All you have to do is to add a `shared_prefix` context wrapping the model forward and backward passes. The common prefixes of the input sequences will be automatically detected and shared, reducing computation and memory footprint without loss of accuracy.
```python
import torch
from transformers import AutoModelForCausalLM, AutoTokenizer

from flash_pref import shared_prefix

model_id = "Qwen/Qwen2.5-7B-Instruct"
tokenizer = AutoTokenizer.from_pretrained(model_id, padding_side="right")
model = AutoModelForCausalLM.from_pretrained(
    model_id, attn_implementation="flash_attention_2", use_cache=False, torch_dtype=torch.bfloat16, device_map="cuda"
)

prompt = "What are the next 10 numbers of this sequence: " + ", ".join(str(x) for x in range(500))
chosen_response = ", ".join(str(x) for x in range(500, 500 + 10))
rejected_response = ", ".join(str(x) for x in range(500, 500 + 10, 2))

conversations = [
    [{"role": "user", "content": prompt}, {"role": "assistant", "content": chosen_response}],
    [{"role": "user", "content": prompt}, {"role": "assistant", "content": rejected_response}],
]
inputs = tokenizer.apply_chat_template(
    conversations, tokenize=True, padding=True, return_tensors="pt", return_dict=True
).to("cuda")

# ===== MAGIC HERE =====
with shared_prefix(model, input_ids=inputs.input_ids, attention_mask=inputs.attention_mask):
    output = model(**inputs)
    output.logits.backward(torch.randn_like(output.logits))
```

For [huggingface/trl](https://github.com/huggingface/trl) users, a drop-in replacement for trl trainer is also available. Check out the end-to-end training examples below.
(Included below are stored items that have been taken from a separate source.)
PR #2840, opened 2026-05-31
Fix RCE in changelog_bot workflow

giampaolo:
The changelog-bot workflow (triggered when a maintainer comments /changelog on a PR) checked out the PR head and then executed `.github/workflows/changelog_bot.py` straight from that untrusted checkout. Although only a trusted commenter can trigger the job, the code being run comes from the PR branch, so an attacker could open a benign PR, wait for the /changelog comment, and swap in a malicious changelog_bot.py via a TOCTOU race on the mutable PR head. The result was arbitrary code execution on the runner with contents: write / pull-requests: write and access to GITHUB_TOKEN and ANTHROPIC_API_KEY (validated PoC dumped runner memory and exfiltrated the token).

Fix:

- Run the trusted changelog_bot.py from master (extracted via git show into /tmp) instead of the PR's copy. Untrusted code is never executed, which removes the RCE primitive entirely. The script only needs the PR branch checked out to commit/push the generated changelog; it reads PR data through the API.
- Pin the checkout to the PR head SHA (`gh pr view --json headRefOid`) instead of `refs/pull/<n>/head`. The intermediate `github.event.pull_request.head.sha` is null on `issue_comment` events, so this also fixes the head-SHA resolution.

Reported via Depi, validated by Garance de la Brosse (Lupin & Holmes).

### DIFF
--- a/.github/workflows/changelog_bot.yml
+++ b/.github/workflows/changelog_bot.yml
@@ -48,7 +48,7 @@ jobs:
       - name: Checkout PR branch
         uses: actions/checkout@v5
         with:
-          ref: refs/pull/${{ github.event.issue.number }}/head
+          ref: ${{ github.event.pull_request.head.sha }}
           token: ${{ secrets.GITHUB_TOKEN }}
 
       - name: Install dependencies


giampaolo:
I made a bit of a mess with this PR (it was incomplete, forgot to push). Definitive fix is https://github.com/giampaolo/psutil/commit/127840daad0b474065ed42583f8db4f80ecfa033.

PR #2855, opened 2026-07-02
Use multi-phase initialisation (PEP 489)

### LINKED ISSUE #2576: Use multi-phase initialisation (PEP 489)
## Summary

- OS: N/A (all)
- Type: core

## Description

Hello,

Please consider adopting multi-phase init for your Python extension modules. In short, multi-phase makes extension modules behave more like pure-Python modules and means that the import system can determine what a capabilities a module has before executing it.

Multi-phase initialisation was introduced in [PEP 489](https://peps.python.org/pep-0489/) for Python 3.5. It replaces the previous 'single-phase' mechanism by splitting the module creation process into creation and execution phases. Quoting from [the documentation](https://docs.python.org/3/c-api/module.html#multi-phase-initialization):

> Extension modules created this way behave more like Python modules: the initialization is split between the creation phase, when the module object is created, and the execution phase, when it is populated. The distinction is similar to the `__new__()` and `__init__()` methods of classes.

It is the preferred mechanism for extension module initialisation, and there is a proposal to [deprecate](https://discuss.python.org/t/89262/45) single phase init.

Thanks,
Adam

relates to #2565, as this would avoid using Unstable C API.

jinh-labs:
## Summary

- OS: all (Linux, macOS, FreeBSD, OpenBSD, NetBSD, AIX, SunOS, Windows)
- Bug fix: no
- Type: core
- Fixes: #2576

## Description

Converts all C extension modules from single-phase to **PEP 489 multi-phase initialisation**, as requested in #2576. Supersedes the abandoned #2577.

Each `PyInit_*` now returns `PyModuleDef_Init(&moduledef)` with a `Py_mod_exec` slot; the old body moves into an `_exec()` function that returns `0`/`-1`. This is a mechanical conversion that **preserves the existing runtime semantics**: as in #2577, each module keeps a `static int module_loaded` flag, and the exec slot raises `ImportError` if it runs more than once, so a module is still only ever initialised once per process (which also keeps Windows' `InitializeCriticalSection` running only once).

### Related cleanups

- The free-threading GIL declaration moved from the **unstable** `PyUnstable_Module_SetGIL()` call to the stable `Py_mod_gil` slot, with the same `#ifdef` guard (the Unstable-C-API avoidance mentioned in #2576 / #2565).
- The `m_name` of the sunos/aix/windows modules is corrected to match the import name (`psutil_sunos` → `_psutil_sunos`, etc.).
- `.m_size = 0` with no GC hooks, since no module needs per-module state yet.

### Not covered (deliberately, per review)

Kept small and mechanical. Two follow-up PRs are planned:
1. move the exception classes (`ZombieProcessError`; on Windows `TimeoutExpired` / `TimeoutAbandoned`) into per-module state, accessed via the module object;
2. implement sub-interpreter support.

## References

- [PEP 489 - Multi-phase extension module initialization](https://peps.python.org/pep-0489/)
- [CPython: Isolating Extension Modules](https://docs.python.org/3/howto/isolating-extensions.html)

### DIFF
--- a/docs/changelog.rst
+++ b/docs/changelog.rst
@@ -175,6 +175,9 @@ Others:
 
 - :gh:`2872`: Dropped support for Python 3.6 and 3.7. Minimum version is now
   3.8.
+- :gh:`2576`: the C extension modules now use PEP 489 multi-phase
+  initialization instead of single-phase, which is the preferred mechanism for
+  extension modules. Runtime behavior is unchanged.
 - :gh:`2687`, [SunOS]: :func:`users` fails with ``ValueError``.
 - :gh:`2747`: the field order of the named tuple returned by :func:`cpu_times`
   has been normalized on all platforms, and the first 3 fields are now always
--- a/docs/credits.rst
+++ b/docs/credits.rst
@@ -118,6 +118,7 @@ Code contributors by year
 * :user:`Felix Yan <felixonmars>` - :gh:`2732`
 * :user:`Gabriel Changamire <gabrielchangamire-arch>` - :gh:`2809`
 * :user:`Hanson Wang <hansonw>` - :gh:`2810`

| Algorithm                      | Original Trainer                | Accelerated Trainer with Prefix Sharing     | Example                                                            |
| ------------------------------ | ------------------------------- | ------------------------------------------- | ------------------------------------------------------------------ |
| Direct Preference Optimization | `from trl import DPOTrainer`    | `from flash_pref import FlashDPOTrainer`    | [examples/dpo_trl.py](examples/dpo_trl.py)                         |
| Reward Modeling                | `from trl import RewardTrainer` | `from flash_pref import FlashRewardTrainer` | [examples/reward_modeling_trl.py](examples/reward_modeling_trl.py) |

## Benchmark

The performance speedup and memory saved relative to the baseline:

![](docs/perf.png)

Benchmark settings are as below. Please refer to [tests/benchmark.py](tests/benchmark.py) for more details.
* Model: [Qwen/Qwen2.5-7B-Instruct](https://huggingface.co/Qwen/Qwen2.5-7B-Instruct) with gradient checkpointing, [Liger-Kernel](https://github.com/linkedin/Liger-Kernel) and [FlashAttention-2](https://github.com/Dao-AILab/flash-attention) enabled.
* Data: mocked pairwise preference data where prompt and response lengths vary from 64 to 16k.
* Computation: 1 forward pass and then 1 backward pass.
* Hardware: 1x NVIDIA A800-SXM4-80GB GPU.

## Developing

**Unit Tests**

Currently tested for LLaMA, Gemma, Gemma2, Qwen2, Qwen2VL and Qwen2.5VL architectures. At least 2 GPUs are required for unit tests. To run the unit tests, type:
```sh
make test
```

**Code Format**

To format the code, type:
```sh
make lint
```

## License

This project is under [MIT License](LICENSE).